[The data — start]

PR #2188, opened 2026-06-29
 UI 5

pythcoiner:
This PR introduce an UI rework of business installer

## Comments adressed:

- [x] (token step) text gets wrongly truncated in some instances
- [x] path/keys cards dimmed when disabled

## To address:

- [x] A wallet manager should only see the "Keys and signers" tab when the wallet is in Draft status. First time I enter in a wallet as manager I see this:
- [x] "Mark keys as ready" button is not working (nothing happens)
- [x] Trying to edit/clear a SN key, we have a "you can't edit manually"
- [x] Skip registration must be a secondary button at bottom
- [x] Path timelock pills icon must be same color than text

PR #2195, opened 2026-07-10
gui: reduce button proportions

ws-plaude:
Stacks on #2188.

Reduces shared button padding and width presets so the GUI buttons take less space.


ws-plaude:
Superseded by https://github.com/pythcoiner/liana/pull/7, based on `ui_5`.

Issue #2198, opened 2026-07-13
Fix primary vs secondary vs tertiary buttons definition in both installer and wallet itself


nondiremanuel:
After the redefinition of the secondary and tertiary button styles, we have some mismatches in both the installer and the wallet itself on which button should be of one kind or another, both in liana gui and liana business binaries. I noted the following edits to be made (or at least tried out) divided by "category":

### liana gui installer:

- “Share Xpubs” tertiary througout the whole installer
- Trash icon tertiary in the launcher
- “+ Add wallet” tertiary in the launcher
- “< Back to wallet list” tertiary in the “Welcome Back” screen
- Template options (”Simple Inheritance” …) tertiary in the “Choose wallet type” step
- detected hardware buttons in the “Select key source” modal → tertiary
- “Clear all” and “Customize” buttons in the “Set Keys” step → tertiary
- “+Add recovery option” and “+ Add Safety Net” in the “Set Keys” step of the “Build your own” template → tertiary
- buttons in the “Other options” section in the “Select key source” modal → tertiary
- “Next” button in “Back up your mnemonic” step → primary
- “Next” button in “Register descriptor” step → primary
- “Send token” in the “Liana Connect” authentication step → disabled when email text field is empty, primary when active
- “< Change Email” and “Resend token” in Liana Connect authentication step → tertiary
- “Next” button in “Start Bitcoin full node” step → primary
- “Next” button in “give your wallet an alias” step → primary

### liana business installer:

- “< Change Email” and “Resend token” in Liana Business authentication step → tertiary

### liana gui / liana business wallet:

- “See transaction details” in both Outgoing payment and Incoming payment pages → tertiary
- “Clear” in Send panel → tertiary
- “< Previous” in signing step of Send process → tertiary
- “Save” in signing step of Send process → secondary
- “Export” and “Import”  in signing step of Send process → tertiary
- device selection buttons in “Select signing device to sign with:” modal → tertiary
- “Delete” in PSBT screen → tertiary
- “Verify on hardware device” and “Show QR Code” in Receive panel (newly generated address modal and already generated address list) → tertiary
- Copy icon in eceive panel (newly generated address modal and already generated address list) → “secondary” (green border icon)
- “Back up encrypted descriptor” and “Register on hardware device” in “Settings>Wallet” page → tertiary

nondiremanuel:
@ws-plaude can you give a try to this? Open a PR on wizardsardine/liana repo based on the last commit of #2196

[...]

PR #2196, opened 2026-07-10
gui: reduce button proportions

ws-plaude:
Stacked on #2188.

Reduce the shared button padding and width presets for the normal and compact button components.

PR #2199, opened 2026-07-13
gui: adjust button roles

ws-plaude:
Stacked on #2196.

Adjust the installer, wallet, and shared component button roles listed in #2198.


nondiremanuel:
Thanks. Testing it, I have further requests to do / some changes with respect to what I defined previously:

### liana gui installer
- “+ Add wallet” in the launcher -> instead of tertiary try to use the dashed button used for "Connect with another email" in the liana business installer with the liana gui style (you can define a new component if needed)
- The two "Select" buttons in the "Welcome back" and the two in the "Choose backend" screens -> tertiary
- The trash icons for keys in the "Set keys" page (visible for the "Build your own" template) -> tertiary
- "Edit" button for already set keys in the "Set keys" page -> tertiary
- “Send token” in the “Liana Connect” authentication step should be disabled when no text is presend in the email text box (as it is when there is a wrongly formatted email)
- The following that I defined as tertiary, should instead be selectable buttons (as the wallet list in the launcher):
   - Template options (”Simple Inheritance” …) in the “Choose wallet type” step
   - detected hardware buttons in the “Select key source” modal
   - buttons in the “Other options” section in the “Select key source” modal

### liana gui / liana business wallet
- "+ Add payment" in the Send screen -> tertiary
- Copy icon in Receive panel (newly generated address modal and already generated address list) -> only the icon should be visible with green border (no button border)
- "Update" in “Settings>Wallet” page → tertiary
- device selection buttons in “Select signing device to sign with:” modal → instead of tertiary they should be selectable buttons (as the wallet list in the launcher)

@ws-plaude can you try implement this?

nondiremanuel:
It looks good. Some further comments:

### liana gui installer

- “+ Add wallet” in the launcher -> drop the component you made and keep it as tertiary. We will work on the right component in a separate issue/PR
- In the "Select key source" modal, for the "Other options" title, can you restore the button component we have currently on master (if it's still defined in the current codebase)?


### liana gui / liana business wallet
- In liana gui an, the copy icon should get green on hover as it does in liana business (getting blue there). Can you do it or should we work separately on the component?

@ws-plaude try implement those. Answer and discuss if / when needed

PR #2200, opened 2026-07-13
liana-ui: forward base overlays without modal

pythcoiner:
This fix an issue where pick_list() for descriptor type in liana-gui installer was not receiving click event, and in a general way, several components implementing widget had their event blocked.


edouardparis (approved):
utACK 0df759bc64892b4c98e8123951d4e4bda854573a

PR #2204, opened 2026-07-17
gui: limit label inputs to 80 bytes

pythcoiner:
Change the label length limit from 100 to 80 to match liana backend & enforce it in the gui from a single source of truth


edouardparis (approved):
ACK ed8de0170fdaacfe8adebd30efdea33ec9ba605a

PR #2206, opened 2026-07-20
Hide liana-business wallets to liana-gui installer

edouardparis:
We should not suggests these wallets to liana-gui to better have clear separation of products


pythcoiner:
utACK 5e9facb

PR #2215, opened 2026-07-24
launcher: make wallet entries consisatnt in height

### LINKED ISSUE #2208: Cards of wallets with different backends have different sizes in liana gui
As you can see from the screenshot, wallets with Liana Connect as a backend have a greater height due to the additional row used to show the email address:

Image

One way we could address this would be to use a slightly smaller font size for both the fingerprint and the email address and have them in the same row, similar to what we have in the following [mockup ](https://claude.ai/design/p/610495bf-a69c-41dc-a9aa-4ccb2a4518ec?file=index.html&via=share) (note that many things are not updated with what we have on master). Of course in this case we should  apply a minimum spacing between the two and truncation of the email address in case they don't fit both, but sizes should be so that the majority of the email address info is visible (the fact that fingerprint is fixed length helps here). 
Other suggestions and solutions are welcome.

pythcoiner:
image

closes #2208

Note: email are shortened if 35+ chars

### DIFF
--- a/liana-gui/src/launcher.rs
+++ b/liana-gui/src/launcher.rs
@@ -11,7 +11,7 @@ use liana_ui::{
         card, installer as installer_layout,
         list::{self, EntryAccent},
         notification,
-        text::new,
+        text::{new, short_email},
     },
     icon, image, theme,
     widget::{modal::Modal, Column, Container, Element, SpaceExt},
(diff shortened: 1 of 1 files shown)


edouardparis (approved):
ACK b8993c3c05c548e8f94d142be47c4479910ba4bc

PR #2219, opened 2026-07-24
gui: fix signing device entry

pythcoiner:
image

Drop duplicate device kind & wrap warning

### DIFF
--- a/liana-gui/src/view/hw.rs
+++ b/liana-gui/src/view/hw.rs
@@ -229,9 +229,7 @@ where
     let kind = kind.map(|kind| kind.to_string());
     let alias = alias.map(|alias| alias.to_string());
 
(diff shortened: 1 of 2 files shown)


nondiremanuel:
> image
> 
> Drop duplicate device kind & wrap warning

why do you talk about "duplicate device kind"? Wasn't the first one the alias given by the user?

nondiremanuel:
> why do you talk about "duplicate device kind"? Wasn't the first one the alias given by the user?

We've clarified elsewhere that the duplication happens when no alias is set by the user (e.g. device not belonging to the specific Liana wallet).

edouardparis (approved):
ACK 0368b250d6c78a62464e1db115250b7de641a693

PR #2222, opened 2026-07-27
business-installer: Add key binding to select signet network 

pythcoiner:
This PR:
- disable auto-switching to email login step when no accounts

[The data — finish]

- _What is required_
Exactly repeat the lines running from the top of the listing to the line bearing "working (nothing happens)", both of those lines included, and only them.

- _Response area_
PR #2188, opened 2026-06-29
 UI 5

pythcoiner:
This PR introduce an UI rework of business installer

## Comments adressed:

- [x] (token step) text gets wrongly truncated in some instances
- [x] path/keys cards dimmed when disabled

## To address:

- [x] A wallet manager should only see the "Keys and signers" tab when the wallet is in Draft status. First time I enter in a wallet as manager I see this:
- [x] "Mark keys as ready" button is not working (nothing happens)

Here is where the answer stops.